YOUR OBJECTIVE. Count the lines in the entries below that include the word "data". Give nothing but the number.

══════════════════════════════

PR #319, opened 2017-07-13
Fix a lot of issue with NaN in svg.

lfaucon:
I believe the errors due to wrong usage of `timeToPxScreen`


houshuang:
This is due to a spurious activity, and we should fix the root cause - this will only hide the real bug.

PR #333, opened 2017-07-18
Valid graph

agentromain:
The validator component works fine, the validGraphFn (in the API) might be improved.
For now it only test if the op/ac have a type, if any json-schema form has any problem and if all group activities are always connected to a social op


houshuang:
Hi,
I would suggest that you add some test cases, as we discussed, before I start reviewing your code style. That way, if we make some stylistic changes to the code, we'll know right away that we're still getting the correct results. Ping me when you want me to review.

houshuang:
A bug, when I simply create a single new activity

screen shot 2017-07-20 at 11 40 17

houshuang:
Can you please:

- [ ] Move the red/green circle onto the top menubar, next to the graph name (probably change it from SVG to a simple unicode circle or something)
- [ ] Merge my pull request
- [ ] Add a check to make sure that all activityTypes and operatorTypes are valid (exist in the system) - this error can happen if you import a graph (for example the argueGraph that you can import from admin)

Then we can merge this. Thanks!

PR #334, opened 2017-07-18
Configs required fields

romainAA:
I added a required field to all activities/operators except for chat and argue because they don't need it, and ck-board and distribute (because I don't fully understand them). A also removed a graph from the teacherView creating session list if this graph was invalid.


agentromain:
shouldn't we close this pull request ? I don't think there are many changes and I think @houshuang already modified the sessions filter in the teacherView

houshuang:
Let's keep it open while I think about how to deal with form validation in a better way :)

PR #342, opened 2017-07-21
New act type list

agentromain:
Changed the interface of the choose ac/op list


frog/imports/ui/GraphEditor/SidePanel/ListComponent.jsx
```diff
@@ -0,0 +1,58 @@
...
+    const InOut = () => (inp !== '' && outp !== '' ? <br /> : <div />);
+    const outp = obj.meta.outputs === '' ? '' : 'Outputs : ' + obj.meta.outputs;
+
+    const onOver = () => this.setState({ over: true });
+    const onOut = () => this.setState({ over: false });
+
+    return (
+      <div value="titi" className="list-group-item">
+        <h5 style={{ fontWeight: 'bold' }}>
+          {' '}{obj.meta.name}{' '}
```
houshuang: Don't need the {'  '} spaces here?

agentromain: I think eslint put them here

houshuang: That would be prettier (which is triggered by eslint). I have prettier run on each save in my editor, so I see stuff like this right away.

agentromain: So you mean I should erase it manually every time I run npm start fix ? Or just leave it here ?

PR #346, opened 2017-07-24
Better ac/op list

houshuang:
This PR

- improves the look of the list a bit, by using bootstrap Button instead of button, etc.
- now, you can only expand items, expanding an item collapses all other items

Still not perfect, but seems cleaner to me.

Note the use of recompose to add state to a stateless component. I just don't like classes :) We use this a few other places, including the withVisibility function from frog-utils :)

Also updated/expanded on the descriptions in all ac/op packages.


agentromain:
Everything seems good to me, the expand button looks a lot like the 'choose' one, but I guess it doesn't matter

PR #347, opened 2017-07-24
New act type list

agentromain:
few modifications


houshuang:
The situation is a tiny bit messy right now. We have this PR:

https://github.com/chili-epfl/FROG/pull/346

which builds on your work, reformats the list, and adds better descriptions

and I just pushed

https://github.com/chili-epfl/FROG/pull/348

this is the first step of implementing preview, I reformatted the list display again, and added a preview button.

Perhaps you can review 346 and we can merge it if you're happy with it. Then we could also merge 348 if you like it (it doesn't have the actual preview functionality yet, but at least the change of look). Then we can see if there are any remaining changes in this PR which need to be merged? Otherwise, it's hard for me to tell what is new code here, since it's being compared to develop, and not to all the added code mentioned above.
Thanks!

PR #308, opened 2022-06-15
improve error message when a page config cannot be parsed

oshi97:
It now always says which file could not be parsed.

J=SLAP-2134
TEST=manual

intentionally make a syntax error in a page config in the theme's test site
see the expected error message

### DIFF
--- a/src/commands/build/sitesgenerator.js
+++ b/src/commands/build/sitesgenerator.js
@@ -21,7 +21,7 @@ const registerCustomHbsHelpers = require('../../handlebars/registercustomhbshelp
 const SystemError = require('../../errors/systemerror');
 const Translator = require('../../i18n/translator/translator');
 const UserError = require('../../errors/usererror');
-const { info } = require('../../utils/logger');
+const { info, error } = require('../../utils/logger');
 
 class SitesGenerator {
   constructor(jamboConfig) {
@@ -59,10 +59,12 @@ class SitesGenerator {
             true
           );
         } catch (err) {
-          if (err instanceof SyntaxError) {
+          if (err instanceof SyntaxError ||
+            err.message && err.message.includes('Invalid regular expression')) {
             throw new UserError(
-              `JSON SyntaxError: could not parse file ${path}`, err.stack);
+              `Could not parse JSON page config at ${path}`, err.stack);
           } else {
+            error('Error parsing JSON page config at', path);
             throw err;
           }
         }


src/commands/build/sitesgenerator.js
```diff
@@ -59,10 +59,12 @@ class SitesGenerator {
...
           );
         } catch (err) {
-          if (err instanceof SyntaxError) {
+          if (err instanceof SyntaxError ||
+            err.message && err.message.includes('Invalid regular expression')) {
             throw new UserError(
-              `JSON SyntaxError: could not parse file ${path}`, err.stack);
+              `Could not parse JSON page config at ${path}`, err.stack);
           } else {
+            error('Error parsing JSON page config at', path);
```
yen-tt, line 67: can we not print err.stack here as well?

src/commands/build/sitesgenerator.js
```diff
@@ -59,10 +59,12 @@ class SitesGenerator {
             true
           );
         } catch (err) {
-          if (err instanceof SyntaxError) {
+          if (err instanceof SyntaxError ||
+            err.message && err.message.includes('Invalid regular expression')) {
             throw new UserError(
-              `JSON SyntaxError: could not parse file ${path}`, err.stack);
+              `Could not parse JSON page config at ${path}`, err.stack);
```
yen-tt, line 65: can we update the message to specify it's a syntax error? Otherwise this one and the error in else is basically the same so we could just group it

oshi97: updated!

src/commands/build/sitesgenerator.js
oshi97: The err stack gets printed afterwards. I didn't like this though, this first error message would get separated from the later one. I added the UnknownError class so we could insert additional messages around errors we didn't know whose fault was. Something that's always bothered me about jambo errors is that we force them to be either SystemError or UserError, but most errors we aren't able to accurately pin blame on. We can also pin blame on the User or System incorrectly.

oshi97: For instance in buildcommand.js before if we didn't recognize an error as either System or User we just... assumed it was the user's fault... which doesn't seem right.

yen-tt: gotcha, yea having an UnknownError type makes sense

══════════════════════════════

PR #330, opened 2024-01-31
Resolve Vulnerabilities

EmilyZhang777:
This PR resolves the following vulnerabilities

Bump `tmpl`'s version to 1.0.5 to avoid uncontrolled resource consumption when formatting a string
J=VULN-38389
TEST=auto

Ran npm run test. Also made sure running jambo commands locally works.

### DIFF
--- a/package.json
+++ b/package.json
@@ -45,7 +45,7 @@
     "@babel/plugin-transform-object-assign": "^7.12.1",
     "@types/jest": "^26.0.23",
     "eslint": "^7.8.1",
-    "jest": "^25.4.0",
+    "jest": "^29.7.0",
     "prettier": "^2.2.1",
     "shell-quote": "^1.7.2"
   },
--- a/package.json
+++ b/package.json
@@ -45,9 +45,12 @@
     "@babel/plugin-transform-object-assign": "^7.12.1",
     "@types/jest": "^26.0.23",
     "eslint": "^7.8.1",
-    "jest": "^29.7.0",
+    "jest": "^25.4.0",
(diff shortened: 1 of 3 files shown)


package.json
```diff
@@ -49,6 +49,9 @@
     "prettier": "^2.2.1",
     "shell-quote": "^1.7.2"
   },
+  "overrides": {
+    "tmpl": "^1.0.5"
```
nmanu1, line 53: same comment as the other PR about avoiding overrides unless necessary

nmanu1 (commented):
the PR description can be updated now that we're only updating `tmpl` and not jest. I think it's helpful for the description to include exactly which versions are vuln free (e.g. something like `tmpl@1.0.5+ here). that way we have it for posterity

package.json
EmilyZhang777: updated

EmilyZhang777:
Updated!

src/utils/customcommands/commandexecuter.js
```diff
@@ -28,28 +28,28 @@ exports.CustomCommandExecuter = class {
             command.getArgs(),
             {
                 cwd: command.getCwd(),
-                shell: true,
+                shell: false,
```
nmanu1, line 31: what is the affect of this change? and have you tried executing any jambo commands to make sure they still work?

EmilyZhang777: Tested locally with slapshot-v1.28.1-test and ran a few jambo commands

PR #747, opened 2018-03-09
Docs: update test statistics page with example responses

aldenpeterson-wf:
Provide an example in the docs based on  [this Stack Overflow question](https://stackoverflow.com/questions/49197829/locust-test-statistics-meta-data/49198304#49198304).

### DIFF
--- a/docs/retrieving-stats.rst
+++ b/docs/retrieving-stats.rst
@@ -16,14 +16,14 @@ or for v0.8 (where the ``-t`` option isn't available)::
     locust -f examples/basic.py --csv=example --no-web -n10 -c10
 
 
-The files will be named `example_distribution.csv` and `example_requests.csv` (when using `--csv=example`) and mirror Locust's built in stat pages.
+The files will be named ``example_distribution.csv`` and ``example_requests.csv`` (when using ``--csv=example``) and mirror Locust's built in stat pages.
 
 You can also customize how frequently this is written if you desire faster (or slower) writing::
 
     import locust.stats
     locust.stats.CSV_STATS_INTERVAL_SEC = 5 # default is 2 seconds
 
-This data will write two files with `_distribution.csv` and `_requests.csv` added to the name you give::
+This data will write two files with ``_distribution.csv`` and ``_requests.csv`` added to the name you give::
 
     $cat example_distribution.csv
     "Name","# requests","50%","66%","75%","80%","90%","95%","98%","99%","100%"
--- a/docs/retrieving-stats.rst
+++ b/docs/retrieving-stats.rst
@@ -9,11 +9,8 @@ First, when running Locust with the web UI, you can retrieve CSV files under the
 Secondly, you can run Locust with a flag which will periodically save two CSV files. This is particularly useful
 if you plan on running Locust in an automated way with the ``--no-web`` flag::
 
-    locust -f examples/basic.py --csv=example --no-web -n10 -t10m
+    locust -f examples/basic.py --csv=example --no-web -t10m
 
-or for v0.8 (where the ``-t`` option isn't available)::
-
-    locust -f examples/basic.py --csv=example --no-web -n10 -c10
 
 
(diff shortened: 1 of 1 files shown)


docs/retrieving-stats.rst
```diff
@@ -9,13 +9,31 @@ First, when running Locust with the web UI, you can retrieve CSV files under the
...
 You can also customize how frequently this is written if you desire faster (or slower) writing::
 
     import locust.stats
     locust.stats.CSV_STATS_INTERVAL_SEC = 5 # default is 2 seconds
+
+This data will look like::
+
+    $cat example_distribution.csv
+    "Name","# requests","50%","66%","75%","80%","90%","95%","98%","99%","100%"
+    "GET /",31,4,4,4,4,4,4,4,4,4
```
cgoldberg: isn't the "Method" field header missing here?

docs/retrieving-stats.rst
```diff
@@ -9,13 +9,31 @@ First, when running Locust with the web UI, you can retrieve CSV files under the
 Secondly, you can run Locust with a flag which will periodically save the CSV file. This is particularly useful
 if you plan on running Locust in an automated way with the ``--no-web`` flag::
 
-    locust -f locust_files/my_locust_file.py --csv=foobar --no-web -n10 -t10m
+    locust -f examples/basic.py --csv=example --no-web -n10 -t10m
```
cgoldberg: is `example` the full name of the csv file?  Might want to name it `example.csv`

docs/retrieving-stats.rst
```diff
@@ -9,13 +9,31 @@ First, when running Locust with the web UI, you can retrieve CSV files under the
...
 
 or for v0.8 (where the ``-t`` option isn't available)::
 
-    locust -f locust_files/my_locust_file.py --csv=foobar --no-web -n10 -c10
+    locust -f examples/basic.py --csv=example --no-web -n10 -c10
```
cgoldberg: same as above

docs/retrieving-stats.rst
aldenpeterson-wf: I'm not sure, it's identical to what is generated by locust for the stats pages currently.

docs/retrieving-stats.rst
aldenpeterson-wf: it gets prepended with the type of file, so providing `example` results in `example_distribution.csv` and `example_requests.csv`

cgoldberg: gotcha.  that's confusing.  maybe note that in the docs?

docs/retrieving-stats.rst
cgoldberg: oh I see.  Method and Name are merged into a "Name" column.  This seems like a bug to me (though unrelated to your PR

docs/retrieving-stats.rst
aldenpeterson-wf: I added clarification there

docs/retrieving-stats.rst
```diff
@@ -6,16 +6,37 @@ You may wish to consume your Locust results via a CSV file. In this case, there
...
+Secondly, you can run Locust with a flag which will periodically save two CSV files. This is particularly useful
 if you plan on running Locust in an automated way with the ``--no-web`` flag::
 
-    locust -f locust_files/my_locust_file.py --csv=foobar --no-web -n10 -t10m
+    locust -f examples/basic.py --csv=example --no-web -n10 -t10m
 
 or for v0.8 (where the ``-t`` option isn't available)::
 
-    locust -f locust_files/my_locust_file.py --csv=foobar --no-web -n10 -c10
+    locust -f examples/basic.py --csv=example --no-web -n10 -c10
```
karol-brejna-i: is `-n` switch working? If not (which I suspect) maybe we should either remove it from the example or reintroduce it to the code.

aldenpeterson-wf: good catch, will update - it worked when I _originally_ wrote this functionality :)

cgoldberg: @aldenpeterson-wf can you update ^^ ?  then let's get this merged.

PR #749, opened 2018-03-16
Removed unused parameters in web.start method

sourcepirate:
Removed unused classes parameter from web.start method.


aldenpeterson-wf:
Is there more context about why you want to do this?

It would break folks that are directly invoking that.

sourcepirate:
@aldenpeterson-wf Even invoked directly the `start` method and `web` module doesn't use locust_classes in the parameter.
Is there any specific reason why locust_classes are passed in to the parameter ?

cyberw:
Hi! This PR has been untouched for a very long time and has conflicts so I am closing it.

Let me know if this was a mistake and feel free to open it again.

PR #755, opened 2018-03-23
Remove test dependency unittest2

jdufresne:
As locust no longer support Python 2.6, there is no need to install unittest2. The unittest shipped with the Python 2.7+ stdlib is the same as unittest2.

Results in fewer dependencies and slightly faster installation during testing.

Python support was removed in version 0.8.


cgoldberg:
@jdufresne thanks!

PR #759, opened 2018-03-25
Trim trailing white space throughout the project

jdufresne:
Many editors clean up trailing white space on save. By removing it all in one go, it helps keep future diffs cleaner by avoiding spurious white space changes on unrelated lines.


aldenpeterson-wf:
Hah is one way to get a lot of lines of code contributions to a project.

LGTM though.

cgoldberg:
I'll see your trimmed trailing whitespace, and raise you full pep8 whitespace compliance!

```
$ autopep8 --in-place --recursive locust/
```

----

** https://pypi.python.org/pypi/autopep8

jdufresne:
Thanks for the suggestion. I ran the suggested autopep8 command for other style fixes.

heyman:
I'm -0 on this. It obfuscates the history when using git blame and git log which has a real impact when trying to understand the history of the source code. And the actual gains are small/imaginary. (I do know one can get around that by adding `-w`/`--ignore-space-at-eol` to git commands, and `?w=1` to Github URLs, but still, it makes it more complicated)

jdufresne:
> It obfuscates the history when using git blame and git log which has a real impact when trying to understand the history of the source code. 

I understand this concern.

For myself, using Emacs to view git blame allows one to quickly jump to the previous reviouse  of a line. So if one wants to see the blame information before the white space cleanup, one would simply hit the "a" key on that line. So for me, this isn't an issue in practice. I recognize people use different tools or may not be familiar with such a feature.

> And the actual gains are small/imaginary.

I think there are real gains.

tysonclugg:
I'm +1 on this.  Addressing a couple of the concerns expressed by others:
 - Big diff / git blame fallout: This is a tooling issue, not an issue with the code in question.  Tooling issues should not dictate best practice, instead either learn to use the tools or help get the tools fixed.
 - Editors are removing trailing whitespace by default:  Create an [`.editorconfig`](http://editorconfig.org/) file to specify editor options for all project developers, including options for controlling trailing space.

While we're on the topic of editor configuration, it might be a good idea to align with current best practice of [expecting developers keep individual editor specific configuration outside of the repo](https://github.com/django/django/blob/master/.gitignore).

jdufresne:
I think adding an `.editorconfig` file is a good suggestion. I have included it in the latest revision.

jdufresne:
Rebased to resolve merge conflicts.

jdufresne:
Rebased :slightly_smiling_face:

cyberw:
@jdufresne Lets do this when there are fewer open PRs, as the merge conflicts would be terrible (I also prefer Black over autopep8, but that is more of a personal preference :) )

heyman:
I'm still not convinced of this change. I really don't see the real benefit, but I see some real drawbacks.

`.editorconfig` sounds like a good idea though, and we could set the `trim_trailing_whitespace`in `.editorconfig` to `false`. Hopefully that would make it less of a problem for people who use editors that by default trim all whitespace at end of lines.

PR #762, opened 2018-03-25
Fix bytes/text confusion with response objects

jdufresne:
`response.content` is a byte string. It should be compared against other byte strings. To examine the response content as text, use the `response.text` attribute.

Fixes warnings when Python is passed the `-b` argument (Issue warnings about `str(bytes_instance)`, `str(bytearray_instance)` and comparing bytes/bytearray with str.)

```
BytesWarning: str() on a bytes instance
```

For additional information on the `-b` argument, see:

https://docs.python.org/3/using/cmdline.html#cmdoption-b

══════════════════════════════

WRITTEN REPLY. 4